Et les habitants dans tout ça?
Du temps de l'ancienne majorité (UDF puis UMP) à la mairie, un grand projet devait déconcentrer la ville vers la campagne. Il était prévu de détruire 2000 logements pour n'en reconstruire que 700. La cité du Parc, en bordure du Mirail, était entre autres concernée. Selon Jean-François Grelier, ancien propriétaire au sein de cette résidence, le quartier était composé d'un tiers de propriétaires occupants et de deux tiers de propriétaires bailleurs – des appartements loués par des sociétés privés à des populations désargentées, mais néanmoins soumises à des loyers supérieurs à ceux pratiqués en HLM (700 euros pour un T4), précise M. Grelier. La copropriété était naturellement opposée à la destruction.

Le jour même de l'explosion d'AZF, à 19h00 – huit heures après l’explosion – un décret est publié interdisant à l'habitation le bâtiment B de la résidence, du fait des dégâts. En un temps record, les forces publiques expulsent les habitants et prennent en charge la surveillance du lieu, les empêchant d'y revenir. Le traumatisme est immense. Logé dans ce fameux bâtiment B, Jean-François Grelier apprend la nouvelle depuis l'hôpital où il est soigné pour des blessures liées à l’explosion. Dans l'urgence, on reloge les habitants dans des centres d'hébergements provisoires et des mobil-homes.

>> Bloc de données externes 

PR #481, opened 2017-01-14
	Introduce nextRequestId() method to ensure its uniqueness

### LINKED ISSUE #468: Multiple instance of StethoInterceptor and mNextRequestId
`StethoInterceptor` instance can be created multiple times, but it have `mNextRequestId` which should be application-wide unique value (as `NetworkEventReporterImpl` seems require it).

I have two okhttp client: picasso's one with cache and retrofit's one without cache.
Creating `StethoInterceptor` each time I create OkHttpClient instance (i.e. calling `addNetworkInterceptor()`) violates `mNextRequestId` (application-wide) uniqueness.

I think it'd be better to make mNextRequestId singleton which is shared by all kind of interceptors.

ypresto:
Fixes #468

### DIFF
--- a/stetho-okhttp/src/main/java/com/facebook/stetho/okhttp/StethoInterceptor.java
+++ b/stetho-okhttp/src/main/java/com/facebook/stetho/okhttp/StethoInterceptor.java
@@ -29,7 +29,6 @@ import javax.annotation.Nullable;
 import java.io.IOException;
 import java.io.InputStream;
 import java.io.OutputStream;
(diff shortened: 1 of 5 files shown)


ypresto:
I created another PR #482 which is simpler (without singleton)..!

ypresto:
Adding method instead of singleton might be better.
https://github.com/facebook/stetho/pull/482#discussion_r105539390

ypresto:
> It's already a Singleton

I agree with you..!

ypresto:
Revised PR!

Pour défendre les sinistrés, Jean-François Grelier crée le collectif des Sans Fenêtres, qui représente les 5000 personnes souffrant du froid à l'arrivée de l'hiver. Il organise avec le mouvement des Motivé-e-s un meeting sous chapiteau le 2 novembre 2001. La médiatisation de l'évènement permet au collectif d'engager un rapport de force avec la mairie et Total. Il obtient la mise en place de contre-plaqués équipés de plexiglas afin d'isoler tant bien que mal les habitations. Le surcoût de chauffage est réglé par Total, et la mairie accepte, pour ceux qui en font la demande, d'accorder la gratuité de la taxe foncière.

«Ici, rien n'est réglé »
Alors que la mairie souhaite voir les bâtiments détruits, une réunion de copropriété vote les travaux de réparation. Après deux mois de délai, une telle décision est normalement irrévocable. Pourtant, un an après, sous la pression de la municipalité, le syndic convoque une nouvelle réunion. Objectif : la destruction. Un référé est déposé par le collectif, mais le recours est rejeté, sans justification, si ce n'est le fait que les appartements sont jugés irrécupérables. La mairie propose 33 000 euros d’indemnités pour 75m² si la copropriété vote la destruction. Jean-François Grelier avertit le collectif qu'un tel vote entraînerait la prise en charge de la destruction par la copropriété, mais dans la panique générale, le vote a lieu. Le pire se vérifie: le coût de la destruction est supérieur aux indemnités...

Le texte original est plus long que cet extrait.